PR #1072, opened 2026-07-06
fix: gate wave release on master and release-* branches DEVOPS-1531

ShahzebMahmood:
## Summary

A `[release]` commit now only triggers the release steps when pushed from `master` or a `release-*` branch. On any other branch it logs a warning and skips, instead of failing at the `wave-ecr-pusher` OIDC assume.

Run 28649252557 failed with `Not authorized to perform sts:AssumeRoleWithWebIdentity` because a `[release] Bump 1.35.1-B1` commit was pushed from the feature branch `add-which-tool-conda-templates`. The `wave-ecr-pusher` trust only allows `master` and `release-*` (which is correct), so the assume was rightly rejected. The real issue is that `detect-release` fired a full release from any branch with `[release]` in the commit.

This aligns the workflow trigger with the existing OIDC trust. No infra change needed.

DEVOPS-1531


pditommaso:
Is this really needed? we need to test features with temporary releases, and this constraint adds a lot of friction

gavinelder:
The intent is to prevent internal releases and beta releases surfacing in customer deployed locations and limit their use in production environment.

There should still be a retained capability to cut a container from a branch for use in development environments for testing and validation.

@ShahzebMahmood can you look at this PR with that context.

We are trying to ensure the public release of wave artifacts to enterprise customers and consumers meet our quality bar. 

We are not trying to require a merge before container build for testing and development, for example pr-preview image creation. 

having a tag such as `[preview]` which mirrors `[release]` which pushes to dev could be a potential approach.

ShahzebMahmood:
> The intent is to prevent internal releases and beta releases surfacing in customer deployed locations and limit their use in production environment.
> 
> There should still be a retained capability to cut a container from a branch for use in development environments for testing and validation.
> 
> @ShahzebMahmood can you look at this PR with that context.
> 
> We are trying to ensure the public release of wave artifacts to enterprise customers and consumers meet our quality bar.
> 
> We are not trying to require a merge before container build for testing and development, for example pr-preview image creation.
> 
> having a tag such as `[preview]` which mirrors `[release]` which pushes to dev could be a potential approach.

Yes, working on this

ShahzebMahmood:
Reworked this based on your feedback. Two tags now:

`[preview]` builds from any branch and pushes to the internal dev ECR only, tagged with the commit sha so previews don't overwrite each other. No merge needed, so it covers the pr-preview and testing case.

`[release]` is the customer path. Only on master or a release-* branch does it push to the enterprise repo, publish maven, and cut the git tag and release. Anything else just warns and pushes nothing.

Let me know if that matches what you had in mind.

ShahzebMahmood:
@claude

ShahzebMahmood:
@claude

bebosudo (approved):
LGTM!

________

- [TASK REQUIREMENTS]:
Every record above is to be copied out exactly.

- [RESPONSE]:
PR #1072, opened 2026-07-06
fix: gate wave release on master and release-* branches DEVOPS-1531

ShahzebMahmood:
## Summary

A `[release]` commit now only triggers the release steps when pushed from `master` or a `release-*` branch. On any other branch it logs a warning and skips, instead of failing at the `wave-ecr-pusher` OIDC assume.

Run 28649252557 failed with `Not authorized to perform sts:AssumeRoleWithWebIdentity` because a `[release] Bump 1.35.1-B1` commit was pushed from the feature branch `add-which-tool-conda-templates`. The `wave-ecr-pusher` trust only allows `master` and `release-*` (which is correct), so the assume was rightly rejected. The real issue is that `detect-release` fired a full release from any branch with `[release]` in the commit.

This aligns the workflow trigger with the existing OIDC trust. No infra change needed.

DEVOPS-1531


pditommaso:
Is this really needed? we need to test features with temporary releases, and this constraint adds a lot of friction

gavinelder:
The intent is to prevent internal releases and beta releases surfacing in customer deployed locations and limit their use in production environment.

There should still be a retained capability to cut a container from a branch for use in development environments for testing and validation.

@ShahzebMahmood can you look at this PR with that context.

We are trying to ensure the public release of wave artifacts to enterprise customers and consumers meet our quality bar. 

We are not trying to require a merge before container build for testing and development, for example pr-preview image creation. 

having a tag such as `[preview]` which mirrors `[release]` which pushes to dev could be a potential approach.

ShahzebMahmood:
> The intent is to prevent internal releases and beta releases surfacing in customer deployed locations and limit their use in production environment.
> 
> There should still be a retained capability to cut a container from a branch for use in development environments for testing and validation.
> 
> @ShahzebMahmood can you look at this PR with that context.
> 
> We are trying to ensure the public release of wave artifacts to enterprise customers and consumers meet our quality bar.
> 
> We are not trying to require a merge before container build for testing and development, for example pr-preview image creation.
> 
> having a tag such as `[preview]` which mirrors `[release]` which pushes to dev could be a potential approach.

Yes, working on this

ShahzebMahmood:
Reworked this based on your feedback. Two tags now:

`[preview]` builds from any branch and pushes to the internal dev ECR only, tagged with the commit sha so previews don't overwrite each other. No merge needed, so it covers the pr-preview and testing case.

`[release]` is the customer path. Only on master or a release-* branch does it push to the enterprise repo, publish maven, and cut the git tag and release. Anything else just warns and pushes nothing.

Let me know if that matches what you had in mind.

ShahzebMahmood:
@claude

ShahzebMahmood:
@claude

bebosudo (approved):
LGTM!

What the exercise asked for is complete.